“是吗?”张海峤怀疑的看向拉希德,语气中带着一丝不确定。^x-x.k`s^g?.+c¨o¢m/
拉希德点了点头。
张海峤站起来靠近拉希德拍了拍他的肩膀,两人对视了片刻,张海峤率先移开目光,拉希德也随之错开眼神。
张海峤转身,带着张成快步离去,身影很快消失在露台酒吧门口的拐角处。
“聊完了?”张海虾把玩着手中己经见底的水杯,那空荡荡的杯子在他手中不停地转动着,发出轻微的摩擦声。
“嗯。”张海峤心不在焉的应了一声,下意识地摸了摸口袋里的东西,那东西硌着手心,传来一丝冰冷的触感,让他的心跳不由自主地加快了几分。
“张瑞朴派人来过了,”张海虾顿了顿,抬眼看向张海峤,“盐仔要调查清楚关于瘟疫的事情,尤其是五斗病的传播途径和源头。”
“这件事和你们当初在盘花海礁的事情脱不了干系吧?”
他们所聊并没有避开张海峤,盘花海礁的事情张海峤也知道。
张海虾神色坦然的回应,“无关,我们也会调查。”
张海峤微微点了点头,在他看来,这原本就是南洋档案馆的分内之事。
以档案馆的能力,再加上张海虾、张海盐这些经验丰富的特务探子,他们肯定会全力以赴地调查清楚。?咸,鱼,墈\书? ?勉+废/粤^渎\
这瘟疫若是蔓延开来,后果不堪设想,没有人能够独善其身。
张海峤身后跟着张成,张海虾身后也有一个小尾巴,不摆脱这两个人有些话张海虾不好对张海峤讲。
张海虾踌躇莫展,张海峤摸着东西,也有些烦这两人,眼睛一转。
“劳烦把他推到我的房间。

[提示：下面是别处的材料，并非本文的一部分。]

PR #40, opened 2020-02-05
Adding a few cops 

heatherm:
This PR fixes the remaining rubocop errors and adds cops that have come up in pairing this week as useful additions.

The exclusion of application.rb as a whole from Debugger and ClassAndModuleCamelCase replaces a prior style of disable/enable per line. I wound up doing this as the code formatting was a nightmare on the line by line trying to get the legal `console` in the file to be ignored.


.rubocop.yml
```diff
@@ -17,18 +21,43 @@ Bundler/DuplicatedGem:
...
+  Exclude:
+    - "spec/**/*"
+
 Metrics/BlockLength:
+  Max: 50
   Exclude:
-    - "spec/**/*_spec.rb"
-    - "config/environments/**/*.rb"
+    - "config/**/*"
+    - "spec/**/*"
```
prrrnd: Did you run into anything specific here that requires ignoring more than just the *_spec.rb files?

.rubocop.yml
```diff
@@ -17,18 +21,43 @@ Bundler/DuplicatedGem:
...
 
-Metrics/LineLength:
-  Max: 100
+Metrics/ClassLength:
+  Max: 250
```
prrrnd: This seems like a lot of lines for a class? The default is already at 100.

config/application.rb
```diff
@@ -21,10 +21,7 @@
 # Require the gems listed in Gemfile, including any gems
 # you've limited to :test, :development, or :production.
 Bundler.require(*Rails.groups)
-
-# rubocop:disable Naming/ClassAndModuleCamelCase
```
prrrnd: I don't agree with this change and the addition to the .rubocop.yml file. When renaming the project, the lines here were close to the problem. By moving them to .rubocop.yml, we practically guarantee that the rule won't be removed when the problem is fixed.

heatherm:
Cool, feel free to edit and commit with what you find additive!

.rubocop.yml
bohme: yea I disagree with this change as well...
if you class has that many lines it might be doing too much 📟

.rubocop.yml
bohme: same for the configs... shouldn't they also contain readable code?

spec/rails_helper.rb
```diff
@@ -41,7 +41,7 @@
   exit 1
 end
 
-Dir.glob("./spec/support/**/*.rb").each { |f| require f }
+Dir.glob("./spec/support/**/*.rb").sort.each { |f| require f }
```
bohme: why does it need sorting? 🤔

.rubocop.yml
```diff
@@ -17,18 +21,43 @@ Bundler/DuplicatedGem:
...
 
 Metrics/MethodLength:
+  Max: 25
```
bohme: WOA! :O
I thought we wanted readable code?
I vote `10`

.rubocop.yml
```diff
@@ -17,18 +21,43 @@ Bundler/DuplicatedGem:
...
+  Exclude:
+    - "Rakefile"
+
+Metrics/AbcSize:
+  Max: 35
+  Exclude:
+    - "spec/**/*"
+
 Metrics/BlockLength:
+  Max: 50
```
bohme: No :O

.rubocop.yml
```diff
@@ -17,18 +21,43 @@ Bundler/DuplicatedGem:
...
+Lint/Debugger:
+  Exclude:
+    - "config/application.rb"
+
+Lint/ScriptPermission:
+  Exclude:
+    - "Rakefile"
+
+Metrics/AbcSize:
+  Max: 35
```
bohme: isn't the default 15?
why should our methods be so complicated?

spec/rails_helper.rb
bohme: `Lint/NonDeterministicRequireOrder`... the more you know 💃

”张海峤指了指张海虾,示意两人动个手。
张成犹豫了一下,目光迅速扫了一眼张海虾,然后给另外一人使了个眼色,那人这才不情愿地走上前去,按照张海峤的指示行事。
前后脚的功夫,西人进入房间。
张海峤瞅准时机,趁着两人还没反应过来,一人给了一下,首接给打晕了他们。
房间里顿时安静下来,只剩下那两个昏迷之人微弱的呼吸声。
“你这是想逃了?”
“不。只是有些事情不想让他们两个知道。”张海峤一边说着,一边手脚麻利地把两人拖到角落,又将张海虾推到桌子前,这才回答道。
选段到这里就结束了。